6. Sevgi, Şarap ve Yol Ayrımı: “Yok cumartesiymiş, yok cumaymış, bence ne farkı var?”
Mevlânâ, cumartesi ve cuma gibi dini sembolleri aşarak, evrensel bir anlayışı dile getirir. Bu, ritüellerin ötesinde bir hakikat arayışıdır. Hakikati arayan kişi için dini ritüellerin ve geleneklerin sınırları aşılır. Önemli olan, insanın kalbinde taşıdığı sevgi ve hakikatin peşinden gitmesidir.
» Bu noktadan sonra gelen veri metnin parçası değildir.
PR #32700, opened 2024-05-30
Fix command to generate a minimal webapi

chyipin:
Use `webapi` instead of `web`.

---

#### Internal previews

| 📄 File | 🔗 Preview link |
|:--|:--|
| [aspnetcore/tutorials/min-web-api.md](https://github.com/dotnet/AspNetCore.Docs/blob/a2f4d978889c93e6f5123212b926bde413aba432/aspnetcore/tutorials/min-web-api.md) | [Tutorial: Create a minimal API with ASP.NET Core](https://review.learn.microsoft.com/en-us/aspnet/core/tutorials/min-web-api?branch=pr-en-us-32700) |

### DIFF
--- a/aspnetcore/tutorials/min-web-api.md
+++ b/aspnetcore/tutorials/min-web-api.md
@@ -77,7 +77,7 @@ This tutorial creates the following API:
 * Run the following commands:
 
   ```dotnetcli
-  dotnet new web -o TodoApi
+  dotnet new webapi -o TodoApi
   cd TodoApi
   code -r ../TodoApi
   ```


wadepickett (commented):
(Correction added) I think I see what happened here: This tutorial was purposely using an empty project without any example code or control structure.  

For .NET 7 the `webapi` template included controllers and example code.  At the same time the .Net 7 the `web` template was simplified in its project structure to only include minimal necessary components and was used for creating minimal API's going forward and this topic was updated accordingly.

Then for .net 8 the `webapi` template created a minimal API by default without controllers, but it included example code.   

This tutorial for all three versions (VS, VS Code, VS for Mac) starts with an empty minimal template and adds what is needed.  If it used the` webapi` template then starting instructions would be to clear out the existing code or ignore it.  So it uses the `web` template, which is as minimal and empty as it gets.

It is obvious however that using the `web` without an explanation is confusing. 

@tdykstra, thoughts on this?  The options seem to me to be:
1. Rewrite the tutorial for the `webapi` template which includes sample code and just walk through the sample code instead. (fastest way to get your first minimal API working in just a few steps)
2. Keep the tutorial as is, but use the `webapi` template, then either instruct to remove the example code, or ignore it, leave it there, and add just new API's.
3. Keep the tutorial as is, use the `web` template, but explain why that is used here instead of `webapi`, in order to show how to create one from scratch.

My inclination would be to do (3) and I will create a new issue for that if you agree.

tdykstra:
I agree that option 3 is best.

PR #32701, opened 2024-05-30
ID change to Id

MrXhh:
[Add a data model](https://learn.microsoft.com/en-us/aspnet/core/tutorials/razor-pages/model?view=aspnetcore-8.0&tabs=visual-studio#add-a-data-model)


wadepickett (approved):
Thanks.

Bu noktada Mevlânâ, insanı dışsal ibadetlerden çok, içsel bir farkındalığa davet eder. Onun için önemli olan, ritüellerin ne zaman ve nasıl yapıldığı değil, kalbin ne kadar saf ve Allah’a yönelmiş olduğudur. Bu, insanın manevi birliği ve ilahi hakikatle olan derin bağlantısını vurgular.
İlahi Hakikate Yolculuk
Mevlânâ’nın dizeleri, insanın dünyevi sınırlamalardan sıyrılarak ilahi hakikati bulma yolculuğunu anlatır. Bu yolculukta sevgi, merhamet, safiyet ve ilahi aşkla donanmış bir kalp gereklidir. İnsan-ı Kâmil, ne altına ne de dünya nimetlerine bağlı kalır; o, her gün kendini yeniden doğuran ve her gün daha da saflaşan bir varlıktır. Bu yolculuk, dünyevi arzuların ötesinde, gerçek sarhoşluğun ilahi aşk ve hakikatte olduğunu gösterir.
Mevlânâ’nın felsefesi, insanı dünyevi kimliklerden sıyrılarak özüyle buluşmaya çağırır. Bu çağrı, insanı kâmil olma yolunda bir rehber niteliğindedir ve insan ruhunun derinliklerine inerek, hakikatin yüceliğine işaret eder.